INFORMATION GIVEN

⁂

PR #2688, opened 2019-08-28
Tweaks to the ubuntu installation instructions

raboof:
I recently walked a new user through the Ubuntu installation, and noticed some
things that were confusing to him that would be easy to fix.


raboof:
There are separate sections for Ubuntu 18.04 and for Ubuntu 16.04, so I don't think explaining the difference is helpful anymore - we can just have the correct instructions in each section.

PR #2714, opened 2019-10-02
Add setting of timezone to Options/Config instead of php.ini

connortechnology:
Request For Comment

This makes it more user friendly.  Not sure if there was a reason we didn't go this route before.


pliablepixels:
I'd strongly support this if it requires zero fiddling with `php.ini`. This is one of the top issues of new folks trying to make ZM work.

PR #2725, opened 2019-10-14
Add LIKE and NOT LIKE to filter options

externo6:
This is useful for filtering notes.
EG filtering detected objects from zmeventnofification;
WHERE notes LIKE %detect%
WHERE notes NOT LIKE %car%


externo6:
Perhaps there is a reason why this hasn't been added before, though this is useful for my setup with uploading based on the notes.

connortechnology:
Is it just me or have you not added it to the perl Filter module that actually implements the filter?

externo6:
I've not had to add anything to the perl filter for this to work? Its working without any modification.

connortechnology:
Won't work in background filters. Will work in web list matches....

externo6:
I can confirm its working as a background filter. Its uploading everytime a match is found.
Here are files been uploaded to my ftp server from this filter.
image

connortechnology:
Nope. I suspect that the term is simply being ignored and so it is matching more events than it should.

externo6:
Not sure what else I can say here.
Here are my filter options. 
image
and here is a direct sql statement from the db with the same id's from the ftp upload i posted.
image
If indeed the term was getting ignored, it would be uploading every event that occurred after 2019-09-28 10:00:00 as I use mocord, and I can confirm that is not the case.

externo6:
I'm not a perl programmer but I suspect its because of this line? 
https://github.com/ZoneMinder/zoneminder/blob/962049fa3171a335478645626a0eccb1c59c5416/scripts/ZoneMinder/lib/ZoneMinder/Filter.pm#L299
As far as I could tell it adds the raw operator and its value to the Sql string. Correct me if I'm wrong. Happy to add it here though if its standard practice.

externo6:
> yeah `LIKE` is a base mysql operator - I use a variant of it in zmninja too (`REGEXP` because `%` causes issues with URLs). That being said, should this not be called 'contains/ does not contain' at the filter display level?

Makes sense to rename to be Contains / Does not Contain. 

Code would need to change to include the % before and after the value something like:
```       ....
          case 'LIKE' :
          case 'NOT LIKE':
            $filter['sql'] .= ' '.$term['op'].' %'. $value .'%';
            break;
```

I'll look to change this tonight.

externo6:
I'm closing this to open a revised pull request.

connortechnology:
I'm not so sure I agree with the contains vs LIKE.  LIKE makes sense to us SQL'ers.  contains perhaps makes more sense to non techies..   We need to test for the existence of % in the value and if it doesn't exist, add it before and after.  Should also implement ILIKE.

PR #2726, opened 2019-10-15
More filter options

externo6:
Previous pull request https://github.com/ZoneMinder/zoneminder/pull/2725

This is useful for filtering by notes by using the new Contains / Does not Contain options.
EG filtering detected objects from zmeventnofification;

The filter scripts check if 'Like' or 'Not Like' is the operator and appends % before and after the value to allow Like or not like to act as Contains / Not contains with SQL.

I'm not a perl developer but I've added the options and its working with my setup. Please review and let me know if you have any feedback / issues.


scripts/ZoneMinder/lib/ZoneMinder/Filter.pm
```diff
@@ -295,6 +300,10 @@ sub Sql {
             $self->{Sql} .= ' IN ('.join(',', @value_list).')';
           } elsif ( $term->{op} eq '!~' ) {
             $self->{Sql} .= ' NOT IN ('.join(',', @value_list).')';
+          } elsif ( $term->{op} eq 'LIKE' ) {
+            $self->{Sql} .= " LIKE $value";
```
connortechnology, line 304: I would have expected value to need single quotes around it...

scripts/ZoneMinder/lib/ZoneMinder/Filter.pm
```diff
@@ -236,6 +236,11 @@ sub Sql {
                 || $term->{attr} eq 'Cause'
                 || $term->{attr} eq 'Notes'
                 ) {
+                if ( $term->{op} eq 'LIKE'
+                || $term->{op} eq 'NOT LIKE'
+                ) {
+                $temp_value = '%'.$temp_value.'%';
```
connortechnology: This adds % around it regardless of if it contains %

scripts/ZoneMinder/lib/ZoneMinder/Filter.pm
externo6: The reason I didn't add single quotes is that line 244 puts quotes around each value.
https://github.com/ZoneMinder/zoneminder/blob/4b71bc75eab113240cf5a69650c2149839083ac4/scripts/ZoneMinder/lib/ZoneMinder/Filter.pm#L244

scripts/ZoneMinder/lib/ZoneMinder/Filter.pm
externo6: Yeah, very true. During testing SQL didn't seem to care about if % was already in the string, so adding extra logic to detect it didn't seem efficient. Do you think it best to detect if % is at the beginning and at the end and skipping this?

Just like to say I'm not a programmer by trade and learn as I go so feedback is welcomed :)

connortechnology: To my mind, if I am specifying a % then I am interested in a specific case... like everything starting with something.. and if you add more %'s then I won't get that.  SO I think it is worth the extra processing which is pretty negligible.  
$temp_value = '%'.$temp_value.'%' if $temp_value !~ /%/;

externo6: Cool, I'll make the change, let it run to ensure the filters are working and push the change.

scripts/ZoneMinder/lib/ZoneMinder/Filter.pm
connortechnology: you are of course correct

scripts/ZoneMinder/lib/ZoneMinder/Filter.pm
externo6: @connortechnology I've added the line and worked fine in my setup. Please review :)

PR #2736, opened 2019-10-22
restricted montage to specified groups

saliyaw:
Restrict montage to specified groups by modifying link generation in console.php and report_event_audit.php


connortechnology:
This fix is not correct.  Further current master does not have the issue. It was fixed a long time ago.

⁂

Please go through the entries and show every line with the word "need".

Code would need to change to include the % before and after the value something like:
I'm not so sure I agree with the contains vs LIKE.  LIKE makes sense to us SQL'ers.  contains perhaps makes more sense to non techies..   We need to test for the existence of % in the value and if it doesn't exist, add it before and after.  Should also implement ILIKE.
connortechnology, line 304: I would have expected value to need single quotes around it...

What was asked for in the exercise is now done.